И перевела взгляд хищных глаз на завуча, призывая ее судить, кто я: полная дура или «пятая колонна». Ища поддержки, я посмотрела на Мишу. Пускай вступится за меня! Мы ведь вместе прогуливали эти дурацкие собрания! Но мой возлюбленный сидел, уткнувшись в телефон, и не проявлял к происходящему ни малейшего интереса.
— Так, девочки-мальчики, разбираться, кто тут виноват, я не стану! Ты, Иванова, получаешь первое и последнее предупреждение! Если послезавтра школа не будет оформлена, пеняй на себя!
Громко стуча каблуками, Танкер прошла вдоль сцены, спустилась по лесенке и покинула зал. Ни на кого из нас троих она даже не взглянула. Но я чувствовала ее ярость, как чувствуешь дыхание огня.

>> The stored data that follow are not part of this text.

PR #2560, opened 2022-07-04
Send new contributor notifications to team managers

mathjazz:
This is a partial fix for #2305.

Specifically, it [sends notifications to team managers](https://github.com/mozilla/pontoon/blob/master/specs/0112-new-contributor-guidelines.md#notification-for-team-managers) when users make their first contributions to the team.

Fix for [the other half of #2305 (AKA the tooltip)](https://github.com/mozilla/pontoon/blob/master/specs/0112-new-contributor-guidelines.md#translate-view-tooltip) will follow in a separate commit or PR.

I've also reworded notification type labels in the Notification subscription section of the user settings. Hopefully the labels are a bit clearer now.

PR #2564, opened 2022-07-07
Implement New Contributor tooltip

### LINKED ISSUE #2305: Provide new contributors with guidelines before adding their first suggestion in a locale

mathjazz:
This is a followup from #2560. It fixes #2305.

It [implements a tooltip](https://github.com/mozilla/pontoon/blob/master/specs/0112-new-contributor-guidelines.md#translate-view-tooltip) that appears before a new contributor tries to make a suggestion to a locale.

### DIFF
--- a/translate/public/locale/en-US/translate.ftl
+++ b/translate/public/locale/en-US/translate.ftl
@@ -209,7 +209,7 @@ editor-KeyboardShortcuts--copy-from-next-helper-shortcut = <mod1>Ctrl</mod1> + <
 ## Editor New Contributor Tooltip
 ## Renders the guidelines for new contributors
 
-editor-NewContributorTooltip--intro = It looks like you haven't contributed to this locale yet.
+editor-NewContributorTooltip--intro = It looks like you haven’t contributed to this locale yet.
 editor-NewContributorTooltip--team-info = Check the <a>team information</a> before starting, as it might contain important information and language resources.
 editor-NewContributorTooltip--team-managers = Reach out to <a>team managers</a> if you have questions or want to learn more about contributing.
 
--- a/translate/public/locale/en-US/translate.ftl
+++ b/translate/public/locale/en-US/translate.ftl
@@ -95,8 +95,8 @@ resourceprogress-ResourceProgress--missing = MISSING
 
 comments-AddComment--input =
     .placeholder = Write a comment…
-comments-AddComment--mention-avatar-alt = 
-    .alt = User Avatar 
+comments-AddComment--mention-avatar-alt =
+    .alt = User Avatar
 comments-AddComment--submit-button = <glyph></glyph>
     .title = Submit comment
 comments-Comment--pin-button = PIN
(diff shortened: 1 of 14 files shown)


translate/public/locale/en-US/translate.ftl
```diff
@@ -206,6 +206,14 @@ editor-KeyboardShortcuts--copy-from-next-helper = Copy From Next Helper
 editor-KeyboardShortcuts--copy-from-next-helper-shortcut = <mod1>Ctrl</mod1> + <mod2>Shift</mod2> + <accel>Down</accel>
 
 
+## Editor New Contributor Tooltip
+## Renders the guidelines for new contributors
+
+editor-NewContributorTooltip--intro = It looks like you haven't contributed to this locale yet.
```
eemeli, line 212:
```suggestion
editor-NewContributorTooltip--intro = It looks like you haven’t contributed to this locale yet.
```

translate/src/core/editor/components/NewContributorTooltip.tsx
```diff
@@ -0,0 +1,60 @@
...
+    !entity.readonly &&
+    user.isAuthenticated &&
+    user.isNewContributor;
+
+  return show ? (
+    <div ref={ref} className='new-contributor-tooltip'>
+      <p className='title'>👋</p>
+
+      <Localized id='editor-NewContributorTooltip--intro'>
+        <p>It looks like you haven't contributed to this locale yet.</p>
```
eemeli, line 32:
```suggestion
        <p>It looks like you haven’t contributed to this locale yet.</p>
```

translate/src/core/user/reducer.ts
```diff
@@ -69,6 +75,7 @@ export type Notifications = {
 export type UserState = {
   readonly isAuthenticated: boolean;
   readonly isAdmin: boolean;
+  readonly isNewContributor: boolean;
```
eemeli, line 78: This seems to be mixing together data that is and is not locale-dependent. Could the API and the data match instead the structure of the `managerForLocales` and `translatorForLocales` fields, with something like `contributorForLocales`? Or is there a reason why the approach proposed here is e.g. much more efficient?

translate/src/api/user.ts
```diff
@@ -64,6 +65,12 @@ export const fetchUserData = (): Promise<ApiUserData> => GET('/user-data/');
 /** Get all users from server. */
 export const fetchUsersList = (): Promise<UsersList[]> => GET('get-users');
 
+/** Check if the user is a new locale contributor. */
+export async function fetchIsNewContributor(locale: string): Promise<boolean> {
+  const results = await GET(`/is-new-contributor/${locale}/`);
+  return keysToCamelCase(results).isNewContributor;
```
eemeli, line 71:
```suggestion
  return results.is_new_contributor;
```

Do I understand right that the only reason for the `keysToCamelCase()` call here is to be able to avoid the `_` in the API field name? That seems rather clumsy.

eemeli (changes requested):
While I see now how you get to re-use the `is_new_contributor()` call by adding a separate REST API endpoint for it, is that really the best choice? As in, if that structure makes sense for determining the locale-specific contributor-ness of a user, by extension wouldn't it also make sense to use a similar structure for the translator-ness and manager-ness of a user?

To be clear, I'm not saying that those APIs ought to be changed, but trying to point out that this approach is different from what's previously used in the REST API. It would be more consistent to match that pattern, and to add a field to the user data API rather than a separate endpoint.

eemeli (approved):

PR #2565, opened 2022-07-07
Always show Age of unreviewed chart

mathjazz:
On some screen resolutions, the Age of unreviewed suggestions chart,
which is hidden by default, didn't render at all when being switch to.


flodolo:
> @flodolo Could you please verify this works on stage?

Yep, this works now 👍🏼

PR #2570, opened 2022-07-08
Control cursor position less, trusting the browser to handle it right

### LINKED ISSUE #2557: Clicking a placeholder in the editor moves the cursor to the beginning of the textbox
STR:
1. Start localizing the first few words of this: https://pontoon.mozilla.org/he/firefox/all-resources/?string=246220
2. When you get to `{ -brand-short-name }`, click it from the original string above
3. Continue typing

AR:
You find out you're typing from the beginning of the string and not when you left off before clicking the placeholder

ER:
You should be typing where you left off

eemeli:
Fixes #2557

The editor state refactoring had carried along (and possibly broken?) some prior behaviour where focus handling was actively driven using `input.setSelectionRange()`. When doing certain editing operations, in particular when mixing RTL & LTR content, this lead to surprising/unhelpful results.

The right answer here isn't to add more customisation and more active control, it's to realise that the browser will almost always do the right thing if you let it. So most of said active control is removed here, and the `setEditorSelection()` action is told to always target the "end" of the selection, as that appears to correspond to the right thing even when mixing RTL & LTR content.

Automated testing of this behaviour is not really possible outside of actual browsers, and we don't have any instrumented browser tests. So this has been and needs to be tested manually to determine if there's a sequence of user actions that produces a weird result with input focus.

### DIFF
--- a/translate/src/context/Editor.tsx
+++ b/translate/src/context/Editor.tsx
@@ -164,7 +164,12 @@ export function EditorProvider({ children }: { children: React.ReactElement }) {
           if (typeof prev.value === 'string') {
             const input = prev.activeInput.current;
             if (input) {
-              input.setRangeText(content);
+              input.setRangeText(
+                content,
+                input.selectionStart,
+                input.selectionEnd,
+                'end',
+              );
               return { ...prev, value: input.value };
             }
           } else {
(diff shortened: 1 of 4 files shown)


mathjazz:
A test is failing.

mathjazz (approved):
Tested and didn't spot any issues.

The code looks good, too.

Проводив ее глазами, я повернулась к сидящим на скамейке. Они снова склонились голова к голове и разглядывали что-то на дисплее. Смотреть на эту идиллию было невыносимо! Я свято верила, что нас с Савельевым теперь связывает нечто большее, чем простое общение и влюбленность. Но эти двое сидели рядышком, одного поля ягоды: новые мобильники, дорогие аксессуары. Я стояла перед ними, словно нашкодивший первоклашка перед директоратом школы. Я кашлянула, привлекая их внимание.
— Ну что, Сейлор Му, — отозвалась Кантария, — тебя предупреждали!
— А в чем проблема? Соник нарисует!
— Соник?! — повернулась к нему Маша.
— Это синий ежик фирмы «Сега».
— Ежик?! — засмеялась Кантария, демонстрируя безупречно ровные зубы.
— Ну ладно, девочки. — Миша лениво поднялся. — Обсудите ваши проблемы, я пока прогуляюсь, — и, подмигнув мне, ушел.
— Слушай меня, Сейлор Му! — приказала Кантария. — Нарисуешь плакаты. Что изобразишь, мне все равно. Лишь бы по теме. Цифры, снежинки, цветочки — пофиг! Главное — быстро. А вот сюда, — она кивнула на сцену, — на задний план нужно крысу.
— Крысу?!
— Да. Огромный плакат! До потолка.
— Маша, но это же бред! Какая крыса?!
— Образованные люди знают, что крыса — символ наступающего года. Нарисуешь, лично отдашь Танкеру!
— По-моему, ты просто издеваешься.
— Слушай, Сейлор Му, — Машка пожала плечами, — я могу ей сказать, что ты отказалась. Мне до тебя пофиг!
Я смотрела на нее и гадала: о чем они только что говорили с Савельевым? Влажный блеск приоткрытых губ и сладкий аромат Машкиных духов мог вскружить голову кому угодно. Острый шип ревности вонзился в сердце. Я раньше и не подозревала, что нежные цветы любви приходится поливать кровью.
Пораженная этой новой болью, я воскликнула:
— Не верю! Если тебе пофиг, ты бы мне не угрожала!
— Я?! — Кантария театрально изобразила удивление и поднялась. — Милая, тебе так не хватает внимания, что ты готова отдаться любому, кто на тебя посмотрит?